__About this exercise__. Take every line containing "files" out of the records.

(Collected data entries)

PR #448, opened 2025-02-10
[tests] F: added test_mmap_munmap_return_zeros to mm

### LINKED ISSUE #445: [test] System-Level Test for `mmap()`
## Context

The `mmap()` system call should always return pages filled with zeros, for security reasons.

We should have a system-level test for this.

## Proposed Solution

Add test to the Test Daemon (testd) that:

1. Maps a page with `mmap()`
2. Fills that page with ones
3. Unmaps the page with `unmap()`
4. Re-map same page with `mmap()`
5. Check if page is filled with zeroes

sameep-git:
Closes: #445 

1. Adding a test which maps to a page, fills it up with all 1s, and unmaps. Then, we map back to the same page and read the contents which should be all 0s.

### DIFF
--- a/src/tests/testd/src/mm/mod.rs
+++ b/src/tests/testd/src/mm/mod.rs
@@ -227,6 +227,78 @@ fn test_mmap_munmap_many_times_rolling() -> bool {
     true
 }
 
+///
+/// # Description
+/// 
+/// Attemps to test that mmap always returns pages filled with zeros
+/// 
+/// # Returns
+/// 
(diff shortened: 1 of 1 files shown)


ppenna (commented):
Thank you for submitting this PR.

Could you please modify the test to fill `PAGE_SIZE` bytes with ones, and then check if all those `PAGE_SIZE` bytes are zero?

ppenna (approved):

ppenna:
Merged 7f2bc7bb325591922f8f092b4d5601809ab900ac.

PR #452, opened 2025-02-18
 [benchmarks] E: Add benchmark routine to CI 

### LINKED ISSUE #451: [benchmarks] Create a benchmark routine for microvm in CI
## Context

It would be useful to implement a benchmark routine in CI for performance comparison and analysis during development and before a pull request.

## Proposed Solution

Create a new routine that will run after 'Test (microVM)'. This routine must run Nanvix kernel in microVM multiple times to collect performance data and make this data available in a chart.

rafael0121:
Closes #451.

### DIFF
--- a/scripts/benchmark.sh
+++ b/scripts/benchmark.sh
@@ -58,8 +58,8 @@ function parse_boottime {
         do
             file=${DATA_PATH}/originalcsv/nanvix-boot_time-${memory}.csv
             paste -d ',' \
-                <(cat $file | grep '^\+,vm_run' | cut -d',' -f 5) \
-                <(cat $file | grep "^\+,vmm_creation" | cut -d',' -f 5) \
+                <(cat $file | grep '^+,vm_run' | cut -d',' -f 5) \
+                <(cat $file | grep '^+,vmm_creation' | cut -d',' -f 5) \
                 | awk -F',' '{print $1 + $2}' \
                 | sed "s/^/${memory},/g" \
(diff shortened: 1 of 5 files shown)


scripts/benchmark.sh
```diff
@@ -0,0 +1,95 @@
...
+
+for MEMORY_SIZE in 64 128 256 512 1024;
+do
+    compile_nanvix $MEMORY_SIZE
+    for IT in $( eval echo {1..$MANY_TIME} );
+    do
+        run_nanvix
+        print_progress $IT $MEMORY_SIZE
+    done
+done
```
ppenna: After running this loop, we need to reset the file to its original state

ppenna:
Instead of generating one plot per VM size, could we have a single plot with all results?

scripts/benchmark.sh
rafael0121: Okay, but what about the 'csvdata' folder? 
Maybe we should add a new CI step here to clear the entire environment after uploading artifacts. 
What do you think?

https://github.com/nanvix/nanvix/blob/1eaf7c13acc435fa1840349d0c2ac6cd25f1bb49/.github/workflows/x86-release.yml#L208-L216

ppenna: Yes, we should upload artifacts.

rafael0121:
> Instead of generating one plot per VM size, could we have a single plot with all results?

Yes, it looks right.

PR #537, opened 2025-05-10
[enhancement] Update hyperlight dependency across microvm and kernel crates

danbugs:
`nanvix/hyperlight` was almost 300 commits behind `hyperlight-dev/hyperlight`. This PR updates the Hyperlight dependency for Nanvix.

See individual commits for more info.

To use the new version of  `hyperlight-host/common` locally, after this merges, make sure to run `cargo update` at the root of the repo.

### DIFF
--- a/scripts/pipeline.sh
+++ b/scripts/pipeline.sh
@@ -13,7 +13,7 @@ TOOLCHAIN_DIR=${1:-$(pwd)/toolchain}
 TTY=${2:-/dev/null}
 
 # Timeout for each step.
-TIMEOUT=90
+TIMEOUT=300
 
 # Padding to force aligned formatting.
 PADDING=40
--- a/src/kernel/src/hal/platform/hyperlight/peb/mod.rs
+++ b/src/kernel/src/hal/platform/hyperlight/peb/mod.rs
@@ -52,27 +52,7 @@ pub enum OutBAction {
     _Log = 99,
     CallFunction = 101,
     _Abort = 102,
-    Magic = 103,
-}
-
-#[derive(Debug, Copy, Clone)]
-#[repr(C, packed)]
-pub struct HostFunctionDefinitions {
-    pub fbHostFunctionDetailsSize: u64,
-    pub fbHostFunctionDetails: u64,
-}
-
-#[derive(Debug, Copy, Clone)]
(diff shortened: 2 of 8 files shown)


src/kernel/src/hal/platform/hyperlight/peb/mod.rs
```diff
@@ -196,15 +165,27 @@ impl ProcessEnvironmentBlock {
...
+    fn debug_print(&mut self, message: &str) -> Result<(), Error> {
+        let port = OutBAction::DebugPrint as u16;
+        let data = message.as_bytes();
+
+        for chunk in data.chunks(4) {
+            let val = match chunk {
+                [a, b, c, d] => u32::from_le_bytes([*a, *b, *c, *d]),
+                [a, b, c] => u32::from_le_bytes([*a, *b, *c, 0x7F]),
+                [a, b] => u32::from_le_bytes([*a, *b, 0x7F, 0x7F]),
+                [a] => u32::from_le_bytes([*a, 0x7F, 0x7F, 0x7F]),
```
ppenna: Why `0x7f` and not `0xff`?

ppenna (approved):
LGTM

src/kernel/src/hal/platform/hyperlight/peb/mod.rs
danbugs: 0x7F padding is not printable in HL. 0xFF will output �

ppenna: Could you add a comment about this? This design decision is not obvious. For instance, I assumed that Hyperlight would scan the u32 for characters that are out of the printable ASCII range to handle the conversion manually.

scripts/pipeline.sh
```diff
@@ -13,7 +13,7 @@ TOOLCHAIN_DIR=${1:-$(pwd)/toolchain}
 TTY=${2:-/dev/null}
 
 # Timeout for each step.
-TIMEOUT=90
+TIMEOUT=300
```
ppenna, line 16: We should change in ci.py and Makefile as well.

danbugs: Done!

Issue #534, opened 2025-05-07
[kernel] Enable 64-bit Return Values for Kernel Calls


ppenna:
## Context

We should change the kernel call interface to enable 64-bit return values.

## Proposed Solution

__Response to this exercise__.
(diff shortened: 1 of 1 files shown)
(diff shortened: 1 of 5 files shown)
(diff shortened: 2 of 8 files shown)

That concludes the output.